Angela Rayner, deputy leader of the UK Labor Party

The UK Labor Party has slammed the government's new plan to enact legislation aimed at curbing strikes, saying that the controversial move trashes civil liberties.

Deputy Labor leader Angela Rayner said many MPs from the ruling Conservative party, with this bill, “are burning freedoms for which we fought for centuries," Financial Times reported.

The proposed legislation also angered trade unions that say it would have a “chilling effect” on workers’ willingness to exercise their right to strike.

Also on Monday, thousands of demonstrators gathered outside the gates of Downing Street in London to protest against the legislation, carrying signs such as "the right to strike is the right to hope" and "strike to win".

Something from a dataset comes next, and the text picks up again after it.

PR #303, opened 2026-09-02
feat(policy): `clawrouter policy` CLI + `/policy` plugin command over SpendControl

### LINKED ISSUE #301: SpendControl: a command surface for `setPolicy`/`clearPolicy` — hand-editing `spending.json` is the only operator path
Follow-up to the scope note on #268. On `main` (`fa0b1468`, v0.12.263) spend policy is set only through the library — `SpendControl.setLimit/clearLimit/setPolicy/clearPolicy`, `src/spend-control.ts:337–370`. Nothing in `src/cli.ts` (unchanged since `07a8a384`) or the plugin commands registered in `src/index.ts:1979–2228` calls them. The operator path is hand-editing `spending.json` and restarting, because limits load once in the constructor (`spend-control.ts:331–335`) and are never re-read.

Protesters say the ability to strike allows workers to affirm their rights and negotiate for fair treatment and compensation in the workplace.

"If this government was reasonable and negotiating with us, there would be a different matter. But to not negotiate with us, and to deny our right to strike, it means you are treating us like slaves with no right to object to our working conditions,” a protester said during her speech on stage.

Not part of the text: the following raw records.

PR #304, opened 2026-09-02
fix(spend-policy): gate every signing path on SpendControl, not just the proxy

### LINKED ISSUE #302: Counterparty policy does not reach Polymarket fund/order/withdraw/redeem signing or `doctor`'s x402 client
Follow-up to #268, per the scope note there.

**Enforcement today (v0.12.263, `fa0b1468`): one site.** `src/proxy.ts:2323-2325` builds the proxy `x402Client` and calls `registerSpendPolicyHook` before `registerExactEvmScheme`. No other file calls `registerSpendPolicyHook` or `SpendControl.check()`.

**Paths that sign with the same wallet and never consult it:**

1. `src/doctor.ts:409-439` — a second `x402Client` (L409), EVM/SVM schemes (L410/L426), `wrapFetchWithPayment` (L435), paid `/v1/chat/completions` (L438-439) at ~$0.003–$0.01/run (`DOCTOR_MODELS` L370-379). The proxy's shape minus one line.
2. `src/polymarket/fund.ts:122` — `createPaymentPayload()` (`@blockrun/llm`) signs an EIP-3009 authorization to `bridge` on `eip155:8453`; L132-133 pays the $0.01 fee via `new BlockrunClient({ privateKey })`. No `SpendControl` import.
3. `src/polymarket/orders.ts:433` — `clob.createAndPostOrder()`. `confirm:true` (L407), `POLYMARKET_MAX_BET_USD` (L377) and `reserveBet` (L429) are per-order notional caps on a separate ledger, not a counterparty check.
4. `src/polymarket/withdraw.ts:147` and `src/polymarket/redeem.ts:155` — `sendTransaction` / `sendWalletBatch`, same shape.

Net: an `allowedPayees` list that makes the proxy refuse every other payee does nothing here. `docs/configuration.md` reads wallet-level; enforcement is proxy-level.

**Fix**
- `doctor.ts`: `registerSpendPolicyHook(x402, new SpendControl())` before L410 — identical to `proxy.ts:2325`.
- Polymarket paths: `control.check(amount, { payTo, network, asset })` before the signer — CAIP-2 network, contract addresses from `constants.ts`; `!allowed` throws `SpendPolicyError`, nothing is signed. The fee leg inside `BlockrunClient` needs its own hook or a doc note — `@blockrun/llm` 3.13.2 exposes none.
- Fail closed: no parseable amount with limits configured → refuse, as `assertSpendPolicyAllows` already does.

**Tests** — wiring-level, mutation-checked like `proxy.spend-policy.test.ts`: in-memory `SpendControl` with `blockedPayees` matching the counterparty; assert the signer is never called on each path. Deleting each check line must turn the test red.

PR to follow.

twzrd-sol:
Closes #302.

`registerSpendPolicyHook` has exactly one call site: `src/proxy.ts:2325`, registered before `registerExactEvmScheme` on the proxy's `x402Client`. Five other places sign with the same wallet and never consulted it — a strict `allowedPayees`/`allowedNetworks` list refused every payee on the proxy while doing nothing here.

## What's covered now

| Path | Check placed before | Counterparty handed to policy |
|---|---|---|
| `src/doctor.ts` | `registerExactEvmScheme` (own `x402Client`, doctor's only one) | whatever the 402 quotes — identical to the proxy |
| `src/polymarket/fund.ts` | `createPaymentPayload` | payTo=bridge, `eip155:8453`, Base USDC, exact `amountMicro` |
| `src/polymarket/orders.ts` | `clob.createAndPostOrder` / `createAndPostMarketOrder` | payTo=CTF or NegRisk exchange by market, `eip155:137`, pUSD, notional |
| `src/polymarket/withdraw.ts` | `sendWalletBatch` / `wallet.sendTransaction` (both branches) | payTo=**recipient** (agent-chosen `to_address`, not the one-time bridge), `eip155:8453`, Base USDC, exact pUSD micros |
| `src/polymarket/redeem.ts` | `sendWalletBatch` / `wallet.sendTransaction` (both branches) | payTo=ConditionalTokens or NegRiskAdapter by market, `eip155:137`, pUSD, amount 0 |

Redeem moves no capital out — it burns the wallet's own outcome tokens and credits collateral back to the same wallet, so the checked amount is 0 and the change is a no-op for every operator with nothing configured. It's covered anyway because `allowedPayees`/`allowedNetworks` are total statements about what the agent may sign, and an unwrapped path makes that silently non-total; the cost falls only on an operator who wants a strict allowlist, who now lists two more contracts — the same class of cost `orders.ts` already imposes.

Shared helper `src/polymarket/spend-policy.ts`: one `SpendControl` per process so session windows span tool calls the way the proxy's do; refusal is `SpendPolicyError`, thrown before the signing function runs; the reservation settles when the signer returns and releases if it throws, so a failed submit doesn't consume budget. `mapClobError` gets a 3-line `instanceof` branch so the agent sees "Refused by spend policy" instead of a raw CLOB error.

## Known limitations

**The two `SpendControl` instances don't share runtime state — only the on-disk file.** `proxy.ts:2324` and `polymarket/spend-policy.ts:30` each construct their own instance against the same `spending.json`. Each loads history once at construction, so after that, `hourly`/`daily`/`session` windows are enforced **per-surface** — LLM spend is invisible to a Polymarket check and vice versa, beyond whatever was on disk when each instance started. Worse, each instance's `saveHistory()` rewrites the file's history with only its own view, so on a process restart the two surfaces' histories can clobber each other — last-writer-wins, and the on-disk audit trail degrades rather than accumulating cleanly. The fix is a single process-wide `SpendControl`, threaded through the existing `PolymarketSpendDeps` seam from wherever the proxy and the Polymarket tool are wired together in `index.ts`. Filing as a fast follow-up rather than blocking this PR on it — the policy is still enforced correctly per-call, just not with a perfectly unified ledger yet.

**A market sell reserves budget too.** `orders.ts` reserves `size × bid` before submitting regardless of side, so a buy-then-sell round trip double-counts against the amount windows — heavy LLM spend could, in principle, lock an agent out of *exiting* a Polymarket position through its own cap. This is the fail-closed default and probably the right one, but it's a real behavior change worth a changelog line, not just new coverage.

**`orders.ts` now makes Polymarket notional consume the same amount-window ledger as LLM spend.** The file's header used to say bets were "deliberately NOT the x402 budget ledger" — that comment is updated. An operator with `perRequest: 0.10` set for LLM calls will now see a default $25 order refused by the same cap. With nothing configured in `spending.json`, behavior is unchanged.

**The $0.01 fee leg inside `fund.ts`'s `BlockrunClient.post`** signs internally with no pre-sign hook exposed by `@blockrun/llm` (checked its `.d.ts` — no hook option). It only runs after the principal payment has passed policy, and its payee is fixed to BlockRun's own gateway, so the exposure is narrow. No workaround attempted; flagging rather than hiding it.

## Tests

Wiring-level, matching `proxy.spend-policy.test.ts`'s existing style: in-memory `SpendControl` with the target counterparty on a blocked/denied list, assert the signing function is never called. Every new check was confirmed red before its fix and green after (each temporarily removed and restored, verified by grep). `redeem.ts`'s tests additionally cover the neg-risk routing case — a `ConditionalTokens`-only allowlist correctly refuses a neg-risk market's redeem, which resolves to `NegRiskAdapter`.

74 test files / 820 tests pass. Typecheck and lint clean.

## Summary by CodeRabbit

* **New Features**
  * Added spend-policy checks before signing AI-assisted payments, funding, trades, withdrawals, and redemptions.
  * Transactions now validate destinations, networks, assets, and amounts before submission.
  * Added clearer refusal messages for blocked spending.

* **Bug Fixes**
  * Improved confirmation handling for direct wallet transfers and redemptions.
  * Ensured failed order submissions release spend reservations.

* **Tests**
  * Added coverage for blocked and allowed transactions, alternate trading routes, and AI-assisted payments.

### DIFF
--- a/src/doctor.spend-policy.test.ts
+++ b/src/doctor.spend-policy.test.ts
@@ -1,0 +1,84 @@
+import { createServer, type IncomingMessage, type Server, type ServerResponse } from "node:http";
+import type { AddressInfo } from "node:net";
+import { afterAll, beforeAll, describe, expect, it } from "vitest";
+import { generatePrivateKey } from "viem/accounts";
+import { wrapFetchWithPayment } from "@x402/fetch";
+
+import { createDoctorX402Client } from "./doctor.js";
+import { SpendControl, InMemorySpendControlStorage, CAIP2_BASE } from "./spend-control.js";
+
+/**
+ * Doctor builds its own x402 client and pays a real endpoint. Until this
+ * landed it registered the signing schemes but not the spend-policy hook, so a
+ * blocked payee the proxy refused was still paid by `clawrouter doctor`.
+ * Same shape as proxy.spend-policy.test.ts: a mock upstream that challenges
+ * with a 402 naming a blocked payee, and a count of retries that carried a
+ * signed payment. That count must stay at zero.
+ */
+describe("doctor's x402 client enforces spend policy before signing", () => {
+  const blockedPayee = "0xAaAaAaAaAaAaAaAaAaAaAaAaAaAaAaAaAaAaAaAa";
+  let upstream: Server;
+  let url: string;
+  let paidHits = 0;
+  let unpaidHits = 0;
+
+  beforeAll(async () => {
+    upstream = createServer((req: IncomingMessage, res: ServerResponse) => {
+      req.on("data", () => {});
+      req.on("end", () => {
+        if (req.headers["x-payment"] || req.headers["payment-signature"]) {
+          paidHits++;
+          res.writeHead(200, { "Content-Type": "application/json" });
+          res.end(JSON.stringify({ choices: [{ message: { content: "paid" } }] }));
+          return;
+        }
+        unpaidHits++;
+        const challenge = {
+          x402Version: 2,
+          resource: { url: "http://127.0.0.1/v1/chat/completions" },
+          accepts: [
+            {
+              scheme: "exact",
+              network: CAIP2_BASE,
+              amount: "10000",
+              asset: "0x833589fCD6eDb6E08f4c7C32D4f71b54bdA02913",
+              payTo: blockedPayee,
+              maxTimeoutSeconds: 60,
+              extra: {},
+            },
+          ],
+        };
+        res.writeHead(402, {
+          "Content-Type": "application/json",
+          "PAYMENT-REQUIRED": Buffer.from(JSON.stringify(challenge)).toString("base64"),
+        });
+        res.end(JSON.stringify({ error: "payment required" }));
+      });
+    });
+    await new Promise<void>((resolve) => upstream.listen(0, "127.0.0.1", resolve));
+    url = `http://127.0.0.1:${(upstream.address() as AddressInfo).port}/v1/chat/completions`;
+  });
+
+  afterAll(async () => {
+    upstream.closeAllConnections?.();
+    await new Promise<void>((resolve) => upstream.close(() => resolve()));
+  });
+
+  it("refuses a blocked payee and never attaches a payment", async () => {
+    const control = new SpendControl({ storage: new InMemorySpendControlStorage() });
+    control.setPolicy("blockedPayees", [blockedPayee]);
+    const x402 = createDoctorX402Client({ walletKey: generatePrivateKey(), spendControl: control });
+    const paymentFetch = wrapFetchWithPayment(fetch, x402);
+
+    await expect(
+      paymentFetch(url, {
+        method: "POST",
+        headers: { "Content-Type": "application/json" },
+        body: "{}",
+      }),
+    ).rejects.toThrow(/blocked by policy/i);
+
+    expect(unpaidHits).toBeGreaterThan(0);
+    expect(paidHits).toBe(0);
+  }, 20_000);
+});
--- a/src/doctor.ts
+++ b/src/doctor.ts
@@ -23,6 +23,7 @@ import { BalanceMonitor } from "./balance.js";
 import { getSolanaAddress } from "./wallet.js";
 import { getStats } from "./stats.js";
 import { getProxyPort } from "./proxy.js";
+import { registerSpendPolicyHook, SpendControl } from "./spend-control.js";
 import { VERSION } from "./version.js";
 
 // Types
@@ -380,6 +381,27 @@ const DOCTOR_MODELS: Record<DoctorModel, { id: string; name: string; cost: strin
   },
 };
 
+/**
+ * Build the x402 client doctor pays with. The spend-policy hook is registered
+ * here, before any signing scheme, exactly as startProxy does: doctor's paid
+ * call (~$0.003-$0.01) must not be a way around the operator's allow/deny
+ * lists. This is the only place doctor constructs an x402Client, so the test
+ * that drives it pins the wiring, not just the helper.
+ */
+export function createDoctorX402Client(opts: {
+  walletKey: string;
+  /** Default: the same on-disk policy the proxy reads. Inject in tests. */
+  spendControl?: SpendControl;
+}): x402Client {
+  const account = privateKeyToAccount(opts.walletKey as `0x${string}`);
+  const publicClient = createPublicClient({ chain: base, transport: http() });
+  const evmSigner = toClientEvmSigner(account, publicClient);
+  const x402 = new x402Client();
+  registerSpendPolicyHook(x402, opts.spendControl ?? new SpendControl());
+  registerExactEvmScheme(x402, { signer: evmSigner });
+  return x402;
+}
+
 // Send to AI for analysis
 async function analyzeWithAI(
   diagnostics: DiagnosticResult,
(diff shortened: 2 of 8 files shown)


VickyXAI (commented):
This is the strongest PR in the queue right now. It closes a real gap — `registerSpendPolicyHook` had exactly one call site while five other paths signed with the same wallet and ignored the operator's lists.

I verified the load-bearing claim rather than taking it. `CANONICAL_AMOUNT = /^\d+$/` plus `assertSpendPolicyAllows`:

```
5    -> "5000000"  -> parsed 5        NaN  -> "NaN"       -> REJECTED
0    -> "0"        -> parsed 0        -5   -> "-5000000"  -> REJECTED
1e15 -> "1e+21"    -> REJECTED        Inf  -> "Infinity"  -> REJECTED
```

Every non-canonical form is refused, so the fail-closed behaviour is exactly as documented.

I also enumerated every signing site in the repo rather than trusting the coverage table. Two apparent gaps resolve clean: the hook attaches to the `x402Client` via `onBeforePaymentCreation`, so doctor's later `registerExactSvmScheme` is covered, and `payment-preauth.ts` is covered transitively because it takes the caller's client. Worth stating explicitly since it is not obvious from the table.

The withdraw gate is the best decision in the PR — policy sees the destination leg (agent-chosen `to_address`, Base, USDC) rather than the one-time bridge address that cannot be allowlisted, with both signing branches inside the closure. That is the right call and the comment explains it well.

`tsc` clean, 820 tests pass.

Two things to resolve, neither blocking.

### 1. `setup.ts:303` signs and is not gated

```ts
const res = await sendWalletBatch(calls, depositWallet, "Approval batch");
```

`buildApprovalCalls` emits ERC-20 `approve` and ERC-1155 `setApprovalForAll`. Approvals do not move capital but grant the authority to — arguably the strongest thing this wallet signs. Risk is bounded (targets come from `readApprovals`, not agent input, and it is `confirm`-gated), so I am not asking you to gate it necessarily. But the module comment says "Every Polymarket path that signs something that moves the user's capital", and this one is neither covered nor listed as deliberately excluded. Either gate it or name it in the table as out of scope and why.

### 2. The two ledgers now disagree on a rejected order

A CLOB rejection resolves with `{success:false}` rather than throwing, so `signUnderSpendPolicy` settles the SpendControl reservation. Then:

```ts
const placed = r?.success !== false && (r?.orderID || r?.status === "matched");
if (!placed) {
  releaseBet(notional, input.agent_id);
  throw new Error(r?.errorMsg || "order rejected");
}
```

The legacy ledger is refunded, the SpendControl window is charged. Two caps gating the same wallet now account for the same event differently.

"Signed = spend" is defensible and consistent with the x402 hook's stated conservatism — the wallet did sign before the CLOB rejected. But right now the choice is implicit and the two disagree by accident. Pick one and say so in the comment; I lean toward keeping settle-on-sign and making `releaseBet` match.

### Note

Checked this for vendor insertion given the history on the pre-sign path. Clean — every new address is a test fixture (`0xAaAa…`, `0x1111…`, `0xdead…`) plus canonical Base USDC. No branding, no attribution, no seat.

Happy to approve once the two points above are answered. Note `Lint & Typecheck` is red through no fault of yours — a CHANGELOG formatting regression I introduced on `main`; #300 fixes it.

VickyXAI:

VickyXAI (commented):
Both points addressed, and I verified the fixes rather than taking them.

**The two-ledger disagreement is properly closed.** Moving the `placed` check inside the `signUnderSpendPolicy` callback and throwing there is the right shape — a resolved-but-rejected CLOB response now propagates as a throw, so `signUnderSpendPolicy` releases the reservation *and* the outer catch releases the session bet. Both ledgers now agree on a rejected order. You went the opposite way from my lean (release-both rather than settle-both), and I think your call is the better one: the wallet signed, but no capital moved and the order never rested, so charging the window would overstate spend. The comment says which semantic was chosen and why, which was the actual ask.

**The redeem receipt fix is correct, and I checked the claim it rests on.** `sendWalletBatch` does `const confirmed = await response.wait()` (`relayer.ts:163`), so the relayer path genuinely confirms internally and `if (eoa)` is right. Worth noting for the record that `main` already waited unconditionally inside the EOA branch (`redeem.ts:156`), the restructure in the earlier commit inverted it to `if (!eoa)`, and `0b03d68` restores correct behaviour. Net vs `main` is right. Self-caught, but it is a good illustration that hoisting a send into a closure moves the receipt wait out of its guard — worth a second look anywhere else the same restructure was applied.

`tsc` clean, 823 tests pass, and `Lint & Typecheck` is green now that your push recomputed the merge ref against the fixed `main`.

### Still open from my earlier review

`setup.ts:303` — `sendWalletBatch(calls, depositWallet, "Approval batch")` still signs ungated, and neither the module comment nor the PR body mentions it. I am not asking you to gate it: targets come from `readApprovals`, not agent input, and it is `confirm`-gated, so the exposure is bounded. But `spend-policy.ts` opens with "Every Polymarket path that signs something that moves the user's capital", and an unlimited ERC-20 `approve` / `setApprovalForAll` is the strongest authority this wallet grants. One line in the coverage table naming it as deliberately out of scope, with the reason, would close it.

Happy to approve once that is either gated or named.

VickyXAI (approved):
Both review points addressed and verified, and I pushed the last one myself rather than make you round-trip for a comment (`65696e6`).

Recorded there that the `setup.ts` approval batch stays ungated **deliberately** — gating it would be actively harmful, since the spenders are Polymarket's own exchange contracts and an operator running a tight `allowedPayees` list naming only their payout addresses would have setup refused. It is already bounded: targets come from `readApprovals()`, never agent input, and the batch is confirm-gated behind an explicit preview.

Good work on this one. The withdraw gate seeing the destination leg rather than the one-time bridge address is the right call, and the rejected-order fix landed on the better of the two semantics.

The government put forward a new legislation in parliament that would give police more powers to crack down and mandate minimum service levels during strikes. On Monday, MPs voted in favor of the legislation by 309 votes to 249, a majority of 60.

The UK has been grappling with its biggest strike wave for decades, with airport baggage handlers, border staff, driving instructors, bus drivers, and postal workers walking off their jobs to demand higher pay, to be able to cope with the soaring inflation and worsening cost-of-living crisis.